For logging, we add the value of X-Gitlab-Feature-Usage header in access logs in AI Gateway.
For metrics, we instrument the concurrent requests with ModelRequestInstrumentator and input/output tokens with TextGenModelInstrumentator in AI Gateway. It should be labled with X-Gitlab-Instance-Id, X-Gitlab-Global-User-Id and X-Gitlab-Feature-Usage.
For telemetry, we add Internal Event Tracking for each feature in GitLab-Rails. Alternatively, we could use the existing snowplow tracker in AI Gateway, which requires additional work for introducing an unified schema.

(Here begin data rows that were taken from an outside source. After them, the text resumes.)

PR #3134, opened 2023-11-06
[IMP] evaluation: improve perfs of `getCorrespondingFormulaCell`

hokolomopo:
## [FIX] cell: update cell tokens and dependencies

Before this commit, when creating a new FormulaCell we compiled the
formula, and in the cell we stored the CompiledFormula, that contained
the tokens and the dependencies.

The problem was that the tokens were not updated when the formula
dependencies changed because of sheet manipulation. The cell's formula
dependencies wasn't updated either, and the dependencies info was
confusingly duplicated in `cell.compiledFormula.dependencies` (static
strings) and `cell.dependencies` (Ranges objects that we update).

This commit:
1) removes the `cell.dependencies` property, the dependencies are now
only stored in the CompiledFormula (as Ranges instead of strings)
2) replaces the raw `REFERENCE` tokens in the cell's formula by smarter
tokens that reference the range corresponding the the reference[1]. This
means that when a range is updated, the token content is updated too.

[1] we could also keep simple tokens, and update them/re-tokenize the
formulas on sheet manipulation, but this would be slower.

## [IMP] evaluation: improve perfs of `getCorrespondingFormulaCell`

The getter `getCorrespondingFormulaCell` was tokenizing the cell's content (via `compile`), which took a bit of time. But this is useless, as we already have the tokens in the formula cell.

Task: : [3584306](https://www.odoo.com/web#id=3584306&action=333&active_id=2328&model=project.task&view_type=form&cids=1&menu_id=4720)

## review checklist

- [ ] exportable in excel
- [ ] unit tested
- [ ] clean commented code
- [ ] track breaking changes

### DIFF
--- a/src/plugins/core/cell.ts
+++ b/src/plugins/core/cell.ts
@@ -1,5 +1,5 @@
 import { DEFAULT_STYLE } from "../../constants";
-import { compile, tokenize } from "../../formulas";
+import { Token, compile, tokenize } from "../../formulas";
 import { parseLiteral } from "../../helpers/cells";
 import {
   concat,
@@ -27,6 +27,7 @@ import {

For futher access control improvement, see this issue.

Consequences

Experimental AI features are enabled on self-managed instances.
Stage groups can start working on improving the business logic of the feature. This proxy work can be worked in parallel.
Stage groups don't need to rush refactoring business logic in Python AI Gateway for GA release. They can take time post-GA.
We can detect abusers by checking X-Gitlab-Instance-Id, X-Gitlab-Global-User-Id and X-Gitlab-Feature-Usage in logs and metrics.
We can block abusers by gating the access at Cloud Connector LB (Cloud Flare) or AI Gateway middleware.